2.14 Threshold Voltage of MOSFET
Conduction between the source and the drain takes place for MOSFET under the influence of the source-to-gate voltage. The current flow does not begin sharply, but it is assumed that if the gate voltage exceeds a given value called the threshold voltage Vth, conduction starts. The first step is to study the band diagram. The analytical expression of this important parameter comes from the study of the MOS structure. To understand the operation of the MOSFET we first need to examine the MOS capacitor, shown in Figure 2.25. An oxide layer is grown on top of a p-type semiconductor and a metal contact is placed on the oxide. In general, the insulator could be large band-gap material.
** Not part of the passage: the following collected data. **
PR #3354, opened 2023-05-02
Fix intro copy

0xDaedalus:
Closes https://github.com/tahowallet/extension/issues/3315

image

Latest build: [extension-builds-3354](https://github.com/tahowallet/extension/suites/12606909335/artifacts/674566777) (as of Tue, 02 May 2023 01:17:42 GMT).

PR #3339, opened 2023-04-28
Add zksync era specific multicall contract address

0xDaedalus:
Contract scan link: https://explorer.zksync.io/address/0x47898B2C52C957663aE9AB46922dCec150a2272c#contract

### To Test
- [ ] Add zkSync Era to the wallet.
- [ ] Attempt to add an ERC-20 token (e.g. [Liquity].(https://explorer.zksync.io/address/0x503234F203fC7Eb888EEC8513210612a43Cf6115))
- [ ] Adding the token should not fail.

PR #3335, opened 2023-04-27
Add (beta) label to custom network menu options

0xDaedalus:
image

image

image

Latest build: [extension-builds-3335](https://github.com/tahowallet/extension/suites/12538186689/artifacts/669589536) (as of Thu, 27 Apr 2023 22:27:38 GMT).

PR #3332, opened 2023-04-27
Redirect to the activity page after submitting a swap

kkosiorowska:

PR #3361, opened 2023-05-03
v0.32.0

jagodarybacka:
## What's Changed
* Custom Networks - Copy changes by @hyphenized in https://github.com/tahowallet/extension/pull/3328
* Add (beta) label to custom network menu options by @0xDaedalus in https://github.com/tahowallet/extension/pull/3335
* Fix style regression issue for transaction warning by @kkosiorowska in https://github.com/tahowallet/extension/pull/3337
* Add zksync era specific multicall contract address by @0xDaedalus in https://github.com/tahowallet/extension/pull/3339
* Add workflow commenting release PRs with tests list by @michalinacienciala in https://github.com/tahowallet/extension/pull/3304
* Fix intro copy by @0xDaedalus in https://github.com/tahowallet/extension/pull/3354
* Change custom network copy to "EVM-compatible blockchain" by @0xDaedalus in https://github.com/tahowallet/extension/pull/3351
* Round corners on custom network icons by @0xDaedalus in https://github.com/tahowallet/extension/pull/3352
* Redirect to the activity page after submitting a swap by @kkosiorowska in https://github.com/tahowallet/extension/pull/3332
* v0.31.1 by @hyphenized in https://github.com/tahowallet/extension/pull/3329
* Custom Networks - QA Build by @hyphenized in https://github.com/tahowallet/extension/pull/3147
* Impersonate MM on SpaceID by @jagodarybacka in https://github.com/tahowallet/extension/pull/3359
* Fix top network selector styles when network name is long by @jagodarybacka in https://github.com/tahowallet/extension/pull/3357

**Full Changelog**: https://github.com/tahowallet/extension/compare/v0.31.1...v0.32.0
Latest build: [extension-builds-3361](https://github.com/tahowallet/extension/suites/12651203301/artifacts/677889151) (as of Wed, 03 May 2023 16:05:22 GMT).

### DIFF
--- a/.github/ISSUE_TEMPLATE/BUG.yml
+++ b/.github/ISSUE_TEMPLATE/BUG.yml
@@ -51,6 +51,7 @@ body:
       label: Version
       description: What version of the extension are you running?
       options:
+        - v0.32.0
         - v0.31.1
         - v0.31.0
         - v0.30.1
--- a/manifest/manifest.json
+++ b/manifest/manifest.json
@@ -1,6 +1,6 @@
 {
   "name": "Taho",
-  "version": "0.31.1",
+  "version": "0.32.0",
   "description": "The community owned and operated Web3 wallet.",
   "homepage_url": "https://taho.xyz",
   "author": "https://taho.xyz",
--- a/package.json
+++ b/package.json
@@ -1,7 +1,7 @@
 {
   "name": "@tallyho/tally-extension",
   "private": true,
-  "version": "0.31.1",
+  "version": "0.32.0",
   "description": "Taho, the community owned and operated Web3 wallet.",
   "main": "index.js",
   "repository": "git@github.com:thesis/tally-extension.git",


SJQuality (approved):
QA Approved

beemeeupnow:
After adding a chain via chainlist the "back" arrow at the top-left of this page is not working:

stuck_on_custom_networks

beemeeupnow:
It would be nice if we detected when the user types small or specific amounts and have display behave accordingly.
(instead of showing 0, show 0.001 if that is what the user typed)

Also would be good to have a visual display of the gas unit. "~1.1 gwei" could be accompanied with the amount of gas unit.

For example, sending 0.001 xDAI appears like this:
small_amount_display

beemeeupnow:
Something I noticed on the activity view:
placement of the 'x' here feels awkward, maybe if it was raise a bit so that the padding above it matched the padding on the right it wouldn't feel that wa
activity_awkward_x

I was able to spot it and figured that it was likely to close the pane, but it didn't have a good feeling. (there was a fleeting second where I wondered if this would do some other action related to hiding this activity from the list)

beemeeupnow:
Performed some exploratory testing with Gnosis chain mainnet, Celo alfajores testnet and Canto.

Not sure where the problem is but here's an odd behavior I found when using a fresh address:
* Add Canto via chainlist
* Change selected network in wallet UI to Ethereum
* Go to https://canto.io
* Connect wallet with top-right button on the page
* Experience a loop where the page repeatedly refreshes, asking you to connect your wallet

Works with another wallet extension.
After testing with other extension and trying Taho again the page no longer loops automatically, but the app does not stay connected to the wallet.

Shadowfiend:
> placement of the 'x' here feels awkward

The transaction from/to should be below the X. Guessing we're in a situation without a scanner link, and the X is being floated right, so without the header link the content below is getting pulled up. Def something we can fix.

Screenshot 2023-05-09 at 11 21 32

jagodarybacka:
> After adding a chain via chainlist the "back" arrow at the top-left of this page is not working

Already reported https://github.com/tahowallet/extension/issues/3365

> could be accompanied with the amount of gas unit

So we have two parts here:
- amount send/swapped is not showing with decimals - what precision should we use?
- we are showing gas price in gwei but user doesn't know the amount of gas units that the transaction will consume

cc @VladUXUI what you think?

> placement of the 'x' here feels awkward

Added issue https://github.com/tahowallet/extension/issues/3373

> odd behavior I found with Canto

Added issue https://github.com/tahowallet/extension/issues/3374

VladUXUI:
> * amount send/swapped is not showing with decimals - what precision should we use?

i think 2 decimals should be enough? The way i wanted this to work from the beginning is that we show 2 decimals after the last 0, so 0.00000012 or 0.0012 or 0.12 and so on. This way we cover a wider range of asset prices. Assets that have higher price are more likely to have more decimals when swapping/trading.

For now, let's go with two decimals, hard to really choose just 1 rule for them all


> * we are showing gas price in gwei but user doesn't know the amount of gas units that the transaction will consume
Gas units is something that nobody understands really, so not a fan of adding it. Also it's a bigger and scarier number. Home come we don't have USD equivalent here?

michalinacienciala:
> For now, let's go with two decimals
By "two decimals" you mean just the two decimals after the `.` or this idea of "we show 2 decimals after the last 0"?

> hard to really choose just 1 rule for them all

Yep, although I think we should do some refactoring of how we handle displaying the amounts at some point, as currently we are pretty inconsistent...
I've ticketed this some time ago: https://github.com/tahowallet/extension/issues/3175.

beemeeupnow:
> >  i think 2 decimals should be enough? The way i wanted this to work from the beginning is that we show 2 decimals after the last 0, so 0.00000012 or 0.0012 or 0.12 and so on. This way we cover a wider range of asset prices. Assets that have higher price are more likely to have more decimals when swapping/trading.

I really like this, especially for scenarios when the value is <0 it makes a lot of sense since small values become more significant and it still allows dynamic granularity.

The MOS capacitor consists of a metal gate, an insulating oxide layer, and a semiconductor. The thickness of the oxide varies from 5 to 50 nanometers. We first consider the case of a hypothetical metal whose Fermi level is the same as that of silicon [38]. When such a structure is fabricated, the Fermi level of the system is unique, and because the metal has the same Fermi level as the silicon, the band structure is that shown in Figure 2.26. Work function is defined as the energy required for moving an electron from the Fermi level to the outside. In this idealized case let Φm = ΦS so that there is no difference in the work functions. This condition is referred to as flat band for obvious reasons.
Metal
Oxide insulator
Semiconductor
FIGURE 2.25
A MOS capacitor.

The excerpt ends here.